_Task prompt_
Could you return the lines below exactly, from the first line up to and including the line that holds "259316890e04682948c1c0dff41f62504ff04d54 (2020-05-08 16:21:30"?

_Supplied records_

Issue #3307, opened 2020-05-08
Cannot sign in (via GitHub) in Tilt, when you already signed in to Tilt Cloud 


victorwuky:
See https://kubernetes.slack.com/archives/CESBL84MV/p1588944318467100

<img width="887" alt="Screen Shot 2020-05-08 at 9 39 48 AM" src="https://user-images.githubusercontent.com/10860550/81411112-e58d4880-910f-11ea-9921-298f5d9eb759.png">

maiamcc:
FWIW I don't think this is a bug so much as misleading copy--if we took out the "sign in" link and made the big blue button say "Sign Up / Connect Your Account",  I think everything would work as people expected.

andymartin-sch:
Ah, I totally agree. I actually hadn't tried clicking the "Sign Up via GitHub" button at all and didn't notice that it's already set up to do the register_token-ing.

maiamcc:
Have clarified the copy a bit, hope that helps! We're still working on improving this flow, but at the very least things shouldn't be _actively confusing_ now.

PR #3311, opened 2020-05-08
web: clearer copy on tilt cloud signin/link modal [ch6917]

maiamcc:
Hello @hyu, @vw, @nicks,

Please review the following commits I made in branch maiamcc/link-to-tc:

259316890e04682948c1c0dff41f62504ff04d54 (2020-05-08 16:21:30 -0400)
web: clearer copy on tilt cloud signin/link modal [ch6917]

addresses #3307

### DIFF
--- a/web/src/SidebarAccount.tsx
+++ b/web/src/SidebarAccount.tsx
@@ -246,7 +246,7 @@ function SidebarAccount(props: SidebarAccountProps) {
         <input name="token" type="hidden" value={cookies.get("Tilt-Token")} />
         <MenuContentButtonSignUp
           type="submit"
-          value="Link Local Tilt to Tilt Cloud"
+          value="Link Tilt to Tilt Cloud"
         />
       </form>
     </SidebarAccountMenuContent>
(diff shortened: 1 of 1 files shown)


web/src/SidebarAccount.tsx
```diff
@@ -247,21 +244,11 @@ function SidebarAccount(props: SidebarAccountProps) {
         onSubmit={notifyTiltOfRegistration}
       >
         <input name="token" type="hidden" value={cookies.get("Tilt-Token")} />
-        <MenuContentButtonSignUp type="submit" value="Sign Up via GitHub" />
+        <MenuContentButtonSignUp
+          type="submit"
+          value="Link Local Tilt to Tilt Cloud"
```
victorwuky, line 249:
```suggestion
          value="Link Tilt to Tilt Cloud"
```

Let’s not use “Local” since it’s not elsewhere in the product. And customers I think associate Tilt with the installed binary experience already. We have Git and GitHub (I know there are different orgs behind these products) so Tilt and Tilt Cloud seem to work well I think.

maiamcc: Sure! I agree with Han's comment in the ticket about sort of wanting a better/less confusing line of copy for this button, but I like that this is concise and it's 100% better than what we have on master today.

maiamcc:
Oh whoops I forgot to merge this 😅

_Task response_
Issue #3307, opened 2020-05-08
Cannot sign in (via GitHub) in Tilt, when you already signed in to Tilt Cloud 


victorwuky:
See https://kubernetes.slack.com/archives/CESBL84MV/p1588944318467100

<img width="887" alt="Screen Shot 2020-05-08 at 9 39 48 AM" src="https://user-images.githubusercontent.com/10860550/81411112-e58d4880-910f-11ea-9921-298f5d9eb759.png">

maiamcc:
FWIW I don't think this is a bug so much as misleading copy--if we took out the "sign in" link and made the big blue button say "Sign Up / Connect Your Account",  I think everything would work as people expected.

andymartin-sch:
Ah, I totally agree. I actually hadn't tried clicking the "Sign Up via GitHub" button at all and didn't notice that it's already set up to do the register_token-ing.

maiamcc:
Have clarified the copy a bit, hope that helps! We're still working on improving this flow, but at the very least things shouldn't be _actively confusing_ now.

PR #3311, opened 2020-05-08
web: clearer copy on tilt cloud signin/link modal [ch6917]

maiamcc:
Hello @hyu, @vw, @nicks,

Please review the following commits I made in branch maiamcc/link-to-tc:

259316890e04682948c1c0dff41f62504ff04d54 (2020-05-08 16:21:30 -0400)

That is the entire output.